TRUTH OR LIE?
The object is not truth but persuasion. - Thomas Macaulay
This past year has dramatized how destructive lies can be when masqueraded as truth. We’d like to restore “the lie” to its more constructive realm: the creative! It’s been said that writers illustrate truth by telling lies (a fiction is “the lie through which we tell the truth” - Albert Camus). How about we test that assertion?
A favorite “suite time” exercise at Y-dubs over the years has been the party game “Two Truths and a Lie.” Poetry instructor Doug Nordfors (1994-2004, 2006, 2010) asked his poets to imagine they’re playing that; he’s the source for this month’s Jump In(vention)! Here’s the exercise:
Write down two interesting true facts about yourself (the operative word there is interesting) - and make up a similarly interesting false one. The true facts are competing with the falsehood that’s there masquerading as a truth. Now what you have is a set of tensions that only need you to set them in motion.

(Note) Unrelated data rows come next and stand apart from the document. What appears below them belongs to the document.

PR #4929, opened 2026-09-14
Fix droning notes don't respect non default prob iter fill

### LINKED ISSUE #4926: Drone notes don't respect probability / iterance / fill

Noticed it cause of the new first iterance value

if a note is entered as a drone note, the first iterance value doesn't do anything - note will drone endlessly

If a note is entered as a drone note with fill set, fill has no effect

If a note is entered as a drone note with probability set, probability works up until the note is auditioned and then the note drones endlessly

I think notes entered as drone notes should only work like drone notes when probability, iterance or fill are the default values, otherwise they should respect the probability, iterance and fill settings.

Today

_No response_

OLED

Nightly

_No response_

_No response_

seangoodvibes:
Fix https://github.com/SynthstromAudible/DelugeFirmware/issues/4926

Drone notes were not respecting probability, iteration or fill settings.

Example #1:
- Add a drone note
- Set iterance to first
- Press play
- Note drones indefinitely when it should only play through until the end of the loop and stop

Example #2:
- Add a drone note
- Set fill
- Press play
- Note drones indefinitely irrespective of fill mode being active when it should only drone while fill is active

Example #3:
- Add a drone note
- Set probability < 100%
- Press play
- Note drones indefinitely irrespective of probability setting when it should only drone when probability condition passes

--

Fixed it by adding drone notes to pending note on list with a flag to identify if the pending note on relates to a currently sounding drone note

If conditions pass, note continues to drone and note row is kept active
if conditions fail, drone note is stopped and note row is made inactive

Other than that, I did some refactoring clean up as well to remove some go to's.

-- 

As an aside, I noticed a FIXME comment that says:

"// FIXME: this is almost certainly a bad idea, we can't handle more than 8-10 note ons per render without culling Otherwise, just send it now."

Might be something worth looking into separately


darkelement1987:
This is what you are describing correct? 

(Bottom.bar = iter 1:2, top = iter 2:2)

https://github.com/user-attachments/assets/5aa47c5e-8750-4ea4-bc39-c0af7c084cd7

seangoodvibes:
> This is what you are describing correct? 
> 
> 
> 
> (Bottom.bar = iter 1:2, top = iter 2:2)
> 
> 
> 
> https://github.com/user-attachments/assets/5aa47c5e-8750-4ea4-bc39-c0af7c084cd7
> 
> 
> 
> 

Yes

m-m-adams:
I think the original behaviour is clearer - a drone note is a note that never ends, once it starts it should continue playing imo

darkelement1987:
@m-m-adams Not sure if you are saying this is intended behavior to you, i dont really agree 

I used the same approach for arps, not necessarily for a "droning note" and when i add iteration or probability to a note (whether its a screen filling note of not) the deluge should respect that. 

The note should sound/be heard (whatever the English term is) for as long as it is drawn imo. 

The probability/iteration settings affect that duration so is say this is an issue, to me that is

seangoodvibes:
> I think the original behaviour is clearer - a drone note is a note that never ends, once it starts it should continue playing imo  

Your "last" iteration functionality will never work for drone notes then

So now we have to tell people using drone notes that they can't use any probability or iteration or fill settings for those notes even though you can change those settings

Drone notes will always play

I don't like this

m-m-adams:
Last and fill not working seems like a bug, I meant first and probability. Once the note starts it should just drone on imo

m-m-adams:
> @m-m-adams Not sure if you are saying this is intended behavior to you, i dont really agree 
> 
> 
> 
> I used the same approach for arps, not necessarily for a "droning note" and when i add iteration or probability to a note (whether its a screen filling note of not) the deluge should respect that. 
> 
> 
> 
> The note should sound/be heard (whatever the English term is) for as long as it is drawn imo. 
> 
> 
> 
> The probability/iteration settings affect that duration so is say this is an issue, to me that is 

Yeah but if that's the behaviour you want then you can just not use a drone note and achieve the same effect

PR #632, opened 2019-12-03
[hub] fix running hub locally

kerzhner:
For `development` environment (aka running the hub locally against ganache):
- Fix db migrations and seeding.
- Update readme.

Also:
- knexfile is now typescript to address @snario's [comment]( https://github.com/statechannels/monorepo/pull/615#discussion_r352978925).
- `.env` files cleaned up.


kerzhner:
@andrewgordstewart I did the following. Curious to hear if you think that's reasonable:
1. `knexfile.ts` is now under the `src` directory with the rest of the typescript source code. `knexfile.ts` is compiled (which happens during `yarn build`).
1. A painpont is with migration names stored in the `knex_migrations` table. When knex commands are run via command line like [here](https://github.com/statechannels/monorepo/blob/b4a7d02a1fdbefbfcba3bec80bc4489fec50b873/packages/hub/package.json#L12), migration files are `js` files. When knex commands are triggered by jest, like [here](https://github.com/statechannels/monorepo/blob/master/packages/hub/src/config/knexSetupTeardown.ts), migration files referenced are typescript files.
1. As a consequence, it's a bad idea to trigger knex commands via jest (or ts-node) AND the command line for the same database. You'll see migration errors.

andrewgordstewart:
> 3\. As a consequence, it's a bad idea to trigger knex commands via jest (or ts-node) AND the command line for the same database. You'll see migration errors.

We could address this pain point by making
`    "db:migrate": "npx ts-node knex/migrations.ts",`
or something like that

kerzhner:
Yep, we can likely come up with something to address that. Filed https://github.com/statechannels/monorepo/issues/634.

Next, write a piece in the genre of your choice that links all three - the two truths and the one lie - together. See what happens! When you’ve finished your draft, test what you’ve created against the assertion: Does the lie illustrate or otherwise reveal the truth?
If you’re feeling ambitious, try a second piece in which you either 1) combine just one of the truths with the lie; or 2) concentrate exclusively on the lie.
Then consider: How does that change the results?